From 68dc25c3a1cc182320aaa0d663d427932455360b Mon Sep 17 00:00:00 2001
From: wassname <1103714+wassname@users.noreply.github.com>
Date: Thu, 4 Jun 2026 15:21:13 +0800
Subject: [PATCH] address external review: docstrings, scale story, surgicality
 cue, fail-loud
MIME-Version: 1.0
Content-Type: text/plain; charset=UTF-8
Content-Transfer-Encoding: 8bit

External code review (background subagent) findings, fixed:
- H1: eval.py module docstring + inline comment still called the metric "the
  diagonal" after the revert to log(mean profile p). Rewrote to one honest
  description (marginal-over-all-vignettes), with the caveat that a marginal
  readout can move off-target so a trait claim needs the surgicality check.
- H2: the nats-vs-logit scale story was asserted 3 contradictory ways. Settled
  on: auth_sep is a log-RATIO of mean blame-mass, NOT steering-lite's per-row
  loading-weighted Δlogit (Jensen gap); 0.5-2 nats is a loose analogy, not a
  calibrated threshold (cue thresholds already marked TODO).
- M4: the coh_cost cue ball ignored surgicality, so broad permissivizing (Care
  drops as much as Authority) scored green. Cue now requires |dAuth|>|dCare|.
- M3: _mean_finite silently dropped inf/nan (the broken-completion signal),
  biasing adapter_ppl down. Now logs the dropped count.
- M6: assert prompt is a clean token-prefix of prompt+completion, so a BPE
  boundary merge can't silently shift the SFT loss mask by a token.
- L8: SHOULD line warns if kl stays < tau (barrier never fired -> kl_rev==nll).

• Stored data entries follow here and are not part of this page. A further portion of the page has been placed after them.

PR #257, opened 2024-09-17
List C sources

roconnor-blockstream:
This can be used for automake tooling, such as in Elements.


apoelstra (approved):
ACK 472b2105eacf00eedda0d9cc7c97c9c5edd9e9da successfully ran local tests

PR #259, opened 2024-09-19
Suppress signed/unsigned comparision warnings from MSVC

roconnor-blockstream:
This is probably due to signed integer promotion, so ensuring both sides are promoted to at least unsigned integer size removes the warning.


uncomputable (approved):
ACK 2dd04c757587e35f395dfe404f877b3a05234189

apoelstra (approved):
ACK 2dd04c757587e35f395dfe404f877b3a05234189 successfully ran local tests

PR #260, opened 2024-09-20
Msvc jets.c

roconnor-blockstream:
Renaming files to make MSVC happier, and renaming sources.mk at the same time to make it more clear that it is elements specific.


roconnor-blockstream:
This renaming might require changes in rust-simplicity.

apoelstra:
I don't think it will; we vendor only the contets of the C/ directory.

apoelstra:
```

error: builder for '/nix/store/0gp4zpjxcpm4dqqik09idiqllbm03krj-Simplicity-0.0.0.drv' failed with exit code 1;
       last 10 log lines:
       > provides this library (you may need the "-dev" version). If the library is
       > already installed but in a non-standard location then you can use the flags
       > --extra-include-dirs= and --extra-lib-dirs= to specify where it is.If the
       > library file does exist, it may contain errors that are caught by the C
       > compiler at the preprocessing stage. In this case you can re-run configure
       > with the verbosity flag -v3 to see the error messages.
       > If the header file does exist, it may contain errors that are caught by the C
       > compiler at the preprocessing stage. In this case you can re-run configure
       > with the verbosity flag -v3 to see the error messages.
       >
       For full logs, run 'nix log /nix/store/0gp4zpjxcpm4dqqik09idiqllbm03krj-Simplicity-0.0.0.drv'.
```

Haskell derivation fails to build with this patch.

Also, if you are changing it anyway, I would suggest putting a `-` in the name.

roconnor-blockstream:
... also this renaming might require changes in the haskell bindings.

roconnor-blockstream:
I think it is fixed.

apoelstra:
Oh, I see. Yeah, this likely will require changes in rust-simplicity.

apoelstra (approved):
ACK 03d38d1759316d7134c7b9bd6c687d2e2d1423ca successfully ran local tests

PR #262, opened 2024-10-01
Remove 'Draft' from the Simplicity Prefix

roconnor-blockstream:


uncomputable (approved):
7592dd576d32235cc98c4abc4ad400a0f218a244 ACK Looks good to me; tests run

apoelstra (approved):
ACK 7592dd576d32235cc98c4abc4ad400a0f218a244 successfully ran local tests

C/prefix.h
```diff
@@ -1,3 +1,3 @@
 #ifndef SIMPLICITY_PREFIX
-#define SIMPLICITY_PREFIX "Simplicity-Draft"
```
roconnor-blockstream, line 2: Oops, this prefix is incorrect.  It should be "Simplicity" not "Simplicity-1" (something that I was toying with in an earlier revision).

I'm surprised this didn't tickle any test error, but it turns out that since doing `precomputation.h`, this isn't actually used anymore.  I'll followup by simply deleting this.

PR #264, opened 2024-10-02
Remove unused prefix.h

roconnor-blockstream:
Since about the time of b2b196b23a54120227d96dfe39d83211cdb9a4c4 the SIMPLICITY_PREFIX has actually been unused, which explains why when 7592dd576d32235cc98c4abc4ad400a0f218a244 was merged containing an error, it didn't cause any test failures.

So here we fix the issue by simply deleting the file.

Fixes a minor issue with [#262](https://github.com/BlockstreamResearch/simplicity/pull/262).


apoelstra (approved):
ACK aba75aefc53982253cd1c8b3819e2a93db932c11 successfully ran local tests

PR #272, opened 2024-11-08
Proof of correctness for secp256k1_modinv64_var

roconnor-blockstream:


roconnor-blockstream:
This is ready now.  You should be able to run CI on all commits.

apoelstra (approved):
ACK c1dddedd553b403da877377e658f17f0d2184cc4; successfully ran local tests

uncomputable:
Casually merging 300000 lines of code xD Why do we need an HTML file that is  243,245 lines long?

roconnor-blockstream:
The `alectryon` directory is a copy of the `nix-build -A coq.doc` output.

Normally it is bad form to check in build outputs, but it quite convenient to point people to

    https://htmlpreview.github.io/?https://github.com/BlockstreamResearch/simplicity/blob/master/alectryon/verif_modinv64_impl.v.html

which allows people to view the context of the Coq proof development without needing to install and run Coq.  Otherwise Coq proof scripts themselves are unreadable because you cannot view the context in which the tactics are being run.

Anyhow, if @apoelstra has opinions on the matter, I'm certainly open to other options.

uncomputable:
I feel like the `alectryon` HTML pages are mostly useful for presentations, but normal people won't look at it. People who are interested will have Coq installed.

Maybe 2.6 MB of extra data is acceptable to download for every person who clones the repo, but we could also move the files to a separate branch, like the PDF branch.

apoelstra:
I think it's fine to commit the giant file.

2.6 MB is a lot relative to text files but in absolute terms it's not much (and I assume it won't change often). I think it's fine.

PR #275, opened 2024-12-05
Fix malforemd Confidential(ONE)

roconnor-blockstream:
Confidential(ONE), and hence its deriviative Asset(ONE) and Amount(ONE), contains a record structure, which isn't part of the Simplicity type system, and hence cannot be used in Simplicity types.

This reworks separate definitions for Asset and AssetWith (and similarly for Amount/AmountWith) such that Asset and AssetWith are proper Simplicity types.


roconnor-blockstream:
@uncomputable A review isn't required, but if you want to review it you can.

uncomputable (approved):
ACK 65d36e6af4009b51f01c46b7302b7e25b9cb0c71 I looked at the PDF and the types make sense now.

Issue #167, opened 2023-07-07
Update "STOP" code in the tech report


roconnor-blockstream:
We have never used it in practice, and now it is being used to encode a "unary" disconnect for reasoning about commitment-time Simplicity programs.

PR #276, opened 2024-12-06
Remove uses of stop codes

roconnor-blockstream:
The encoding with a stop code was never used in practice. Instead that codeword has been reserved for wallet uses as a "unary disconnect" for cases where a wallet want to use the serialization format but doesn't yet have the disconnected expression available.


roconnor-blockstream:
Fixes #167

roconnor-blockstream:
This PR doesn't touch any C code.  Technically it doesn't need review, but you folks can review if you like.

@apoelstra You run your CI at your leisure.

Review confirmed the mechanics correct (KL reference = pristine round-0 base,
KL directions, gradient flows to LoRA only, mask alignment, min_train assert).

Co-Authored-By: Claudypoo <288921227+claudypoo@users.noreply.github.com>
---
 src/steer_heal/eval.py | 58 ++++++++++++++++++++++--------------------
 src/steer_heal/heal.py | 16 +++++++++---
 src/steer_heal/run.py  | 29 ++++++++++++++-------
 3 files changed, 64 insertions(+), 39 deletions(-)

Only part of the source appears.